A little Korean culture had survived in Insook’s American marriage. She and her husband left their shoes by the front door and went around the house barefoot or in stockings. They lived closer to the ground than most Americans. ‘He has a naturally floor-oriented lifestyle.’ She sometimes cooked Korean food. ‘He likes to use chopsticks.’ Her husband had ‘a few phrases’ of Korean.

‘But I seldom feel my identity as a Korean now. I forget that I look different –’

‘You think you look “different”? Look at all of us here –’ We were sitting in a booth at the Queen City Grill on First, a favourite lunch-spot for Seattle’s wine-drinking, seafood-eating, stylish middle class. We had melting-pot faces: at almost every table, you could see a mop of Swedish hair, an Anglo-Saxon mouth, an Italian tan, Chinese-grandmother eyes, a high Slav cheekbone. In this company, Insook’s appearance was in the classic American grain.

‘No, you’re right. It’s when people know I come from Korea, I sometimes get deadlocked in arguments. The moment someone knows I am a Korean, then I’m framed in their stereotype of how a Korean ought to be. Like, if I’m shy for some reason, then it’s “Of course you’re shy – that’s so Korean.” But then again, if I am outspoken, if I get angry in a discussion, that’s “being Korean” too. Whatever I do, it must be “Korean”. I do get mad over that sometimes.’

Yet Insook’s attachment to Korea still went deep. It would sometimes take her by surprise. Shopping in the Bon, she felt ‘shame’ (that most powerful of all Korean words) when she saw how Korean products were almost always shoddier than their Japanese or American counterparts.

‘They are made to fall apart in a few months, and I think, this is my country –’

‘But your country is America now.’

‘No, I still identify with Korea.

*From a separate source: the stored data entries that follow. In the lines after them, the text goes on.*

PR #330, opened 2016-05-12
Add multiple lines to input.

YaManicKill:
This isn't quite ready, but thought I'd get a PR up as it's getting close.

Things to do:

- [x] Tidy up the horrible 3rd party library that I've modified a lot. It uses some weird cloning that I want to see if I can get rid of
- [ ] Fix bug where if we have multiple lines in the input, we can't go back in the history. Single line works fine. 
- [ ] Fix small issue with line 36 in ns-autogrow. Uncommented, it fixes a slight issue with the text popping off the top when you make a newline. But it also means that you can't ever see below the fixed max height of the input. So I need to figure out a way for us to only do this if we are able to expand the input further (occaisionally, maxheight is 1 or 2 px greater than the height we currently are, which means we can't change, but we think we can).

Thoughts on other things, or testing of it are welcome.

### DIFF
--- a/Gruntfile.js
+++ b/Gruntfile.js
@@ -1,5 +1,5 @@
 module.exports = function(grunt) {
-	var libs = "client/js/libs/**/*.js";
+	var libs = ["client/js/libs/**/*.js", "client/js/components/**/*.js"];
 	grunt.initConfig({
 		watch: {
 			files: libs,
--- a/client/js/components/ns-autogrow.js
+++ b/client/js/components/ns-autogrow.js
@@ -1,0 +1,63 @@
+/* global jQuery */
+(function($) {
+	$.fn.autogrow = function(opts) {
+		var that = $(this),
+			selector = that.selector,
+			defaults = {
+				context: $(document),
+				speed: 200,
+				cloneClass: "autogrowclone",
+				onInitialize: true
+			};
+		opts = $.isPlainObject(opts) ? opts : {
+			context: opts ? opts : $(document)
+		};
+		opts = $.extend({}, defaults, opts);
+		that.each(function(i, elem) {
+			var min, formMin;
+			elem = $(elem);
+			min = parseInt(elem.css("height"), 10) || elem.innerHeight();
+			formMin = parseInt($("#form").css("height"), 10) || elem.innerHeight();
+			elem.data("autogrow-form-diff", formMin - min);
+			elem.data("autogrow-start-height", min);
+			elem.css("height", min);
+			$("#form").css("height", formMin);
+		});
+		opts.context.on("keyup paste", selector, resize);
+
+		function resize(e) {
+			var box = $(this),
+				minHeight = box.data("autogrow-start-height") || 0,
+				maxHeight = minHeight * 3,
+				oldHeight = box.innerHeight(),
+				newHeight = Math.min(this.scrollHeight, maxHeight);
+			if (oldHeight < newHeight) { // user is typing
+				// this.scrollTop = 0; // try to reduce the top of the content hiding for a second
+				box.css({height: newHeight}, opts.speed);
+				$("#form").css({height: newHeight + box.data("autogrow-form-diff")}, opts.speed);
+				$("#windows").css({bottom: newHeight + box.data("autogrow-form-diff")}, opts.speed);
+			} else if (!e || e.which === 8 || e.which === 46 || (e.ctrlKey && e.which === 88) || (!e.ctrlKey && e.which === 13)) { // user is deleting, backspacing, or cutting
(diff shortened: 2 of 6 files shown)


Gruntfile.js
```diff
@@ -1,5 +1,5 @@
 module.exports = function(grunt) {
-	var libs = "client/js/libs/**/*.js";
+	var libs = ["client/js/libs/**/*.js", "client/js/components/*.js"];
```
xPaw: Make this `**/*` please.

xPaw:
Looks like autogrow hack comes from the fact it's animated. Do we really need the animation?

client/js/libs/jquery/inputhistory.js
```diff
@@ -9,48 +9,54 @@
...
-						i--;
+				if (!e.shiftKey) {
+					if (self.val() !== "") {
+						var values = self.val().split("\n");
+						for (var j = 0; j < values.length; j++) {
+							i = history.length;
+							history[i - 1] = values[j];
+							history.push("");
+							if (history[i - 1] === history[i - 2]) {
+                history.splice(-2, 1);
```
xPaw: nice tabs yo.
If you move this file to components, it'll get linted.

YaManicKill:
@xPaw Yeah, that seems to do the job. I guess the animation isn't really necessary. It's much cleaner code now (although, there's probably some stuff that I don't use in the library anymore so I'll spend some time on Saturday cleaning it up).

Just the other 2 bugs to fix now.

client/js/libs/jquery/inputhistory.js
YaManicKill: I wasn't oging to do this, because it's erming's library. But then I realised how much I changed it, so I moved it. And fixed the tabs :-P (it was using spaces, stupid atom).

Gruntfile.js
YaManicKill: Done

client/js/components/ns-autogrow.js
```diff
@@ -0,0 +1,63 @@
...
+
+		function resize(e) {
+			var box = $(this),
+				minHeight = box.data("autogrow-start-height") || 0,
+				maxHeight = minHeight * 3,
+				oldHeight = box.innerHeight(),
+				newHeight = Math.min(this.scrollHeight, maxHeight);
+			if (oldHeight < newHeight) { // user is typing
+				// this.scrollTop = 0; // try to reduce the top of the content hiding for a second
+				box.css({height: newHeight}, opts.speed);
```
xPaw: You forgot to remove `opts.speed` in these `css` calls.

client/js/components/ns-autogrow.js
```diff
@@ -0,0 +1,63 @@
...
+				$("#windows").css({bottom: newHeight + box.data("autogrow-form-diff")}, opts.speed);
+			} else if (!e || e.which === 8 || e.which === 46 || (e.ctrlKey && e.which === 88) || (!e.ctrlKey && e.which === 13)) { // user is deleting, backspacing, or cutting
+				if (oldHeight > minHeight) {
+					do { // reduce height until new height is less than the scrollheight
+						newHeight--;
+						box.css("height", newHeight);
+						$("#form").css("height", newHeight + box.data("autogrow-form-diff"));
+					} while (newHeight >= box[0].scrollHeight && newHeight >= minHeight);
+					newHeight++; // adding one back eliminates a wiggle on deletion
+					box.focus(); // Fix issue with Chrome losing focus from the textarea.
```
xPaw: I don't think this is needed.

client/js/components/ns-autogrow.js
```diff
@@ -0,0 +1,63 @@
+/* global jQuery */
+(function($) {
+	$.fn.autogrow = function(opts) {
+		var that = $(this),
+			selector = that.selector,
+			defaults = {
```
xPaw: All these defaults aren't used (besides `context` which is used to bind events, but can it be done on `that` instead of using event delegation?)

astorije:
@YaManicKill, this PR solves a common issue that I keep seeing on the IRC channel (the auto-complete). I would love to see this happen, do you think it requires a lot of work?
If so, can it be kept simple at first (like not have auto-expand or something like that) and improve thereafter?

YaManicKill:
There are 2 bugs left with it. 1 of them is something others have said isn't an issue (isn't a bug at all, is what they would expect) and the other is very minor. 

A few small points that @xpaw pointed out I can solve on probably Monday and I think I'm happy with it for now. The bug is a tiny issue and only noticed for a split second when you press shift-enter to do a new line.

YaManicKill:
Alright, closing for #379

I do still think of myself as a foreigner and of America as a foreign country. Not on the surface. In a profound way, that I can’t change. I think, too, that my sense of root is beginning to return. Just lately, I’ve been taking up calligraphy again… And I’d like to do something for the Korean community here. When I see other Koreans in Seattle, I know that we’ve all been through the same pain, the same suffering, and I feel good that I went through that pain… it’s very important for me.’

She was doing what she could. For Korean patients in the hospital where she worked, she was translator, legal advisor, counsellor, kind heart. That morning, she had been trying to find a lawyer who would take on the case of a Korean who had been injured at work and whose employer had refused to pay him compensation.

‘But I do feel uncomfortable with other Korean people. There’s so much suspicion and resentment. To so many of them, I am not me, I am a girl who married an American. As soon as I tell them my American name, I see it in their eyes. I am one of those.’

‘But you still go on trying –’

‘I feel compulsion – compulsion? compassion? I don’t know, I suppose both for Korea. You know? It’s like having two friends… There is the rich friend, who’s doing very well in life. You’re always glad to see him; you’re happy in his company… But you don’t need to worry about him. That’s like America is for me. Then I have this poor friend. Always in some kind of trouble. It depresses me to have to meet him. But… he is the friend who needs me. That is Korea.’

 

Some days later, I was talking to Jay Park again. A year after he’d arrived in Seattle, he’d met a Korean girl (at the Presbyterian Church), and they’d married in ’67, driving off in the pale blue T-Bird with electric windows. They now had two sons and a daughter.

It was odd, Jay Park said, that while nearly all of his sons’ friends were Korean, ’80 per cent’ of his daughter’s friends were American. ‘She just seem to like to hang out with white Americans… ‘

I could hear Insook’s voice, talking of ‘marvellous creatures’.

‘How do you take to the idea of a white American son-in-law?’ I asked.

Jay Park laughed. ‘I deal with that one awready. I tell her. “Day you bring home American boyfriend, that’s the day you dead meat, girl!”‘

It was a joke. He was hamming the role of heavy Korean father, but there was enough seriousness in it to give it an uncomfortable edge.

‘Dead meat!’ His laugh faded into a deep frown. ‘I see these intermarriage families, and always is some… unsatisfiedlife. You get what I am saying now? I am thinking our kids got lost somewhere… somewhere between the cultures.’